Dopant-induced electron localization drives CO2 reduction to C2 hydrocarbons

The electrochemical reduction of CO 2 to multi-carbon products has attracted much attention because it provides an avenue to the synthesis of value-added carbon-based fuels and feedstocks using renewable electricity. Unfortunately, the efficiency of CO 2 conversion to C 2 products remains below that necessary for its implementation at scale. Modifying the local electronic structure of copper with positive valence sites has been predicted to boost conversion to C 2 products. Here, we use boron to tune the ratio of Cu δ+ to Cu 0 active sites and improve both stability and C 2 -product generation. Simulations show that the ability to tune the average oxidation state of copper enables control over CO adsorption and dimerization, and makes it possible to implement a preference for the electrosynthesis of C 2 products. We report experimentally a C 2 Faradaic efficiency of 79 ± 2% on boron-doped copper catalysts and further show that boron doping leads to catalysts that are stable for in excess of ~40 hours while electrochemically reducing CO 2 to multi-carbon hydrocarbons.

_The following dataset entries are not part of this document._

PR #2321, opened 2025-01-09
fix(TripPlanner): Restore A and B on desktop in search boxes

joshlarson:
## Before

Screenshot 2025-01-09 at 2 16 33 PM

## After

Screenshot 2025-01-09 at 2 15 49 PM

---
No ticket.


thecristen (approved):
🚀 woohoo thank you!!

PR #2322, opened 2025-01-09
fix: change metro map config tile URL for prod

thecristen:
#### Summary of changes

**Asana Ticket:** [Map tiles should load on production environment](https://app.asana.com/0/555089885850811/1209117947602740/f)

Possible fix! I'm not sure we'll really know til we try it in prod.


joshlarson (approved):
🚀

PR #206, opened 2018-10-19
Improved code block rendering when not using line numbers

igorkulman:
Based on #206 but for the case when line numbers are not used.


halogenica:
thank you very much!

Issue #210, opened 2018-10-26
Have bigimg use page bundles


soofaloofa:
A common use case for bigimg is to have a per-post header picture that is unique to each post. Right now bigimg only supports images that reference the root level URL. It would be great if we could use relative paths and page bundles for this to simplify image management.

For example, the following toml configuration would reference `picture.jpg` in the current page bundle (current folder).

```toml
+++
bigimg = [{src = "picture.jpg", desc = "my picture"}]
+++
```

PR #211, opened 2018-10-30
Allow relative paths for bigimg.

soofaloofa:
This PR first checks for a bigimg at a full root URL (i.e., /post/content/...). If an image does not exist at that location, use a relative URL to find the img in the current posts page bundle.

Fixes: https://github.com/halogenica/beautifulhugo/issues/210


halogenica:
Great addition, thank you very much!

PR #215, opened 2018-11-11
Add Traditional Chinese language support

Gingfrederik:


halogenica:
This is fantastic, thank you so much!

PR #216, opened 2018-11-11
Updated post_meta.html to format the Author properly in else clause

dancwilliams:
In post_meta.html the else statement was not rendering the pipe and user icon.  Corrected this formatting.


halogenica:
Thank you very much!

PR #228, opened 2018-12-09
add useKatex flag to gate on katex loading

### LINKED ISSUE #163: Add the option to not use/load KaTeX.js
Because it affect loading speed and 99% of blogs do not render math.

Or maybe in Hugo it is possible to inject this library only when needed - according to posts scanning result.

clux:
Fixes #163

### DIFF
--- a/exampleSite/config.toml
+++ b/exampleSite/config.toml
@@ -25,6 +25,7 @@ pygmentsCodefencesGuessSyntax = true
   readingTime = true
   wordCount = true
   useHLJS = true
+  useKatex = true
   socialShare = true
   delayDisqus = true
   showRelatedPosts = true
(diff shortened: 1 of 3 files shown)


clux:
Note that this changes the default to false, which is perhaps undesireable, but it keeps the naming convention in config.toml consistent.

igorkulman:
You forgot about the CSS in header: https://github.com/halogenica/beautifulhugo/blob/master/layouts/partials/head.html#L67

VincentTam:
There's a more backward compatible approach to this problem.

| | Direct | Indirect |
| --- | --- | --- |
| Param (defaults to `false`) | `useKatex` | `disableKaTex` |
| load KaTeX | `if useKaTeX` | `if !disableKaTeX` |
| Existing math sites | **broken** | untouched |
| Non-math sites | untouched | add `disableKaTex = false` |

PR #230, opened 2018-12-09
[Feature] Allow to use customised Month names in posted date month

paba19:
This is a workaround for missing localization in month names. Plus it allows a more generic approach by giving the possibility to rename the months however you want beyond translation.
    Once this code is in place in you can just set the config.yaml file as follows:

    languages:
      en:
        languageName: English
        title: "My awesome blog"
        weight: 1
      it:
        languageName: Italiano
        title: "Il mio fantastico blog"
        params:
          Months:
            1: "Gennaio"
            2: "Febbraio"
            3: "Marzo"
            4: "Aprile"
            5: "Maggio"
            6: "Giugno"
            7: "Luglio"
            8: "Agosto"
            9: "Settembre"
            10: "Ottobre"
            11: "Novembre"
            12: "Dicembre"

### DIFF
--- a/layouts/partials/post_meta.html
+++ b/layouts/partials/post_meta.html
@@ -1,9 +1,20 @@
 <span class="post-meta">
-  {{ $lastmodstr := default (i18n "dateFormat") .Site.Params.dateformat | .Lastmod.Format }}
-  {{ $datestr := default (i18n "dateFormat") .Site.Params.dateformat | .Date.Format }}
-  <i class="fas fa-calendar"></i>&nbsp;{{ $datestr | i18n "postedOnDate"}}
-  {{ if ne $datestr $lastmodstr }}
-    &nbsp;{{ $lastmodstr | i18n "lastModified"  }}
+  {{ if $.Site.Params.Months }}
+    {{ $monthDate :=  index $.Site.Params.Months (printf "%d" .Date.Month) }}
+    {{ $monthMod :=  index $.Site.Params.Months (printf "%d" .Lastmod.Month) }}
+    {{ $lastmodstr := printf "%d %s %d" .Lastmod.Day $monthMod .Lastmod.Year }}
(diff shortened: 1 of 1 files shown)


paba19:
Hi Vincent, thanks for your help, but I think the commit linked doesn't help in translating the months names.
However, I understand your point that rather than adding the month names in the config.yaml they should go either in i18n or in data and not be burden for the end user. 
The base idea was to implement something like: https://gohugo.io/content-management/multilingual/#customize-dates but creating a data file, is it not even a bigger burden for the end user? :) 
Also, please note, that with my proposed workaround, the user is *not* forced to add the months names in the config.yaml file! If they don't, it simply will keep the current behaviour.
I am still new to hugo, so I will try to see if I can add the names in the i18n files, so that the theme can ship with them already

VincentTam:
The data files are already there, under the `i18n` folder.  As a contributor of this theme's Chinese and Japanese UI texts for Staticman, I remember well that the YAML file for each language has 76 lines, and we support fourteen locales, giving 76 × 14 = 1064 lines.  Inserting 12 × 2 × 14 = 336 lines into the YAML files and adding appropriate long/short format for each of them in `i18n` is now a bruden for contributors.

However, you can help by suggesting an Italian translation for a long date format, or verify if "1 dicembre, 2014" is the appropriate translation.  Hopefully, with the collaborative effort, we'll make it some day.

paba19:
Hi sorry your reply went under the radar during these holidays.
Ok, feel free to close this PR if you wish. 
A proper translation would be Lunedí, 1 dicembre 2014. However also, let me know how I can contribute to help with this theme :-)

halogenica:
I agree that this should be translated via the i18n folder. I'm happy to accept a PR that adds this feature with the appropriate translations hunted down; but this exact PR is probably not the way to solve it so I'll close it for now. Thank you very much for the PR and suggestion, and I'm happy to merge another in the future!

PR #234, opened 2018-12-16
[Documentation] Changed to config.toml

VincentTam:
To match `config.toml` in `exampleSite`, its better to document the site config file in TOML.


halogenica:
Thanks for the PR!

Issue #240, opened 2019-01-14
Official directory is "posts", theme looks for "post" - causes posts to be missing by default


ventz:
Hi,

Opening a new ticket for this (since it's a separate issue), and referencing the "resulting" problem: https://github.com/halogenica/beautifulhugo/issues/150

It seems that `posts` is the official directory structure in hugo
(see official tutorial, as of latest 0.53: https://gohugo.io/getting-started/quick-start/)

@halogenica Would it be possible to to standardize on "posts"?

ventz:
@halogenica Created PR (https://github.com/halogenica/beautifulhugo/pull/241) with solution per recommendation from hugo about themes handling "posts" and "post" directories.

ibnunowshad:
May I ask, if this issue has been closed?

stefano-garzarella:
I also hit this problem, is there any update?

henryiii:
mainSections = ["post","posts"] handles both

PR #241, opened 2019-01-14
Updated posts rendering to recommended method, using '.Site.RegularPages Type in .Site.Params.mainSections'

ventz:
Fix for issue: https://github.com/halogenica/beautifulhugo/issues/240

Solution per official hugo recommendation for "posts" (or "post") type.

### DIFF
--- a/layouts/_default/baseof.html
+++ b/layouts/_default/baseof.html
@@ -8,6 +8,7 @@
     {{ block "header" . }}{{ partial "header.html" . }}{{ end }}
     {{ block "main" . }}{{ end }}
     {{ partial "footer.html" . }}
+    {{ block "footer" . }}{{ end }}
   </body>
 </html>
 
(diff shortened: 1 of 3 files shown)


ventz:
I have forked off `beautifulhugo` here: https://github.com/ventz/beautifulhugo
and I have applied this change!

pad92 (approved):

sagikazarmark:
What about https://github.com/halogenica/beautifulhugo/blob/master/layouts/partials/header.html#L46 ?

What should be the default there?

ventz:
@sagikazarmark That's a good question. I think the `.Type` is a different built-in and still supported, but I am also not sure.

sagikazarmark:
I rather meant the hardcoded `"post"` type.

henryiii:
I believe all fixes are already in, except for some hard coded "post" type checks, looking into those now.

Issue #242, opened 2019-01-16
[bug] error calling Related: indexing currently not supported for index "keywords" and type []interface {}


pad92:
unable to build site, related page fail

but if I change into single template
```
        {{ if .Site.Params.showRelatedPosts }}
          {{ $related := .Site.RegularPages.Related . | first 3 }}
          {{ with $related }}
          <h4 class="see-also">{{ i18n "seeAlso" }}</h4>
          <ul>
          {{ range . }}
            <li><a href="{{ .RelPermalink }}">{{ .Title }}</a></li>
          {{ end }}
          </ul>
          {{ end }}
        {{ end }}
```
by

```
        {{ if .Site.Params.showRelatedPosts }}
          {{ range first 1 (where (where .Site.Pages ".Params.tags" "intersect" .Params.tags) "Permalink" "!=" .Permalink) }}
            {{ $.Scratch.Set "has_related" true }}
          {{ end }}

          {{ if $.Scratch.Get "has_related" }}
                  <h4 class="see-also">{{ i18n "seeAlso" }}</h4>
                  <ul>
                {{ $num_to_show := .Site.Params.related_content_limit | default 5 }}
                {{ range first $num_to_show (where (where .Site.Pages ".Params.tags" "intersect" .Params.tags) "Permalink" "!=" .Permalink) }}
                    <li><a href="{{ .RelPermalink }}">{{ .Title }}</a></li>
                {{ end }}
              </ul>

          {{ end }}
        {{ end }}
```
it's work, but i dont understand why it crash with the initial code version

NuLL3rr0r:
Thank you so much for your fix. I can confirm this bug on a multilingual site. If the website is not multilingual the related content works. But if it is, I get the same error as you. Applying your fix works. Thank you!

PR #243, opened 2019-01-16
[bugfix] related page 

pad92:
change for issue #242


halogenica:
Thank you for the fix!

PR #249, opened 2019-02-15
Update keybase icon

benz0li:
see https://fontawesome.com/icons/keybase?style=brands


halogenica:
Thank you for the PR!

PR #251, opened 2019-03-06
Added Kaggle to social icons

rishisubramanian:
Added Kaggle to the list of social media icons. Potentially useful for data scientists.


halogenica:
Thank you!

PR #303, opened 2019-08-31
Added video shortcode

rinajhinjhina:
Added a video shortcode based on the figure shortcode. It is something I use quite regularly and wanted to provide it here.


RoneoOrg:
Hi @rohanfaiyazkhan,

adding this feature would be more relevant with a reference in the documentation, would you like to provide an update to the Readme?

PR #305, opened 2019-09-08
To have the same display on each pages

mckmonster:
I made a change to display post-preview same on all pages (index and list)


halogenica:
Thank you!

PR #225, opened 2018-11-20
[Feature] Archives

pad92:
add archive page for #220

PR #307, opened 2019-09-21
Revert "[Feature] Archives"

halogenica:
Reverts halogenica/beautifulhugo#225


halogenica:
I like this feature and want the functionality, but I don't like that a section defaults to the archive view (and that the page is titled "archive" instead of the section). I need to think through this one a little more before merging back.

milosgajdos83:
Ah, this is a shame. I kind of liked this and now miss it :-)

milosgajdos:
Just wondering, are you still thinking of bringing this back, or have you now completely discarded the idea?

On copper catalysts, Cu δ+ sites play a key role in the electrochemical reduction of CO 2 to C 2 hydrocarbons, however, they are prone to being reduced (to Cu 0 ) themselves. Now, a Cu δ+ -based catalyst is reported that is stable for in excess of ~40 hours while electrochemically reducing CO 2 to multi-carbon hydrocarbons and that exhibits a Faradaic efficiency for C 2 of ~80%.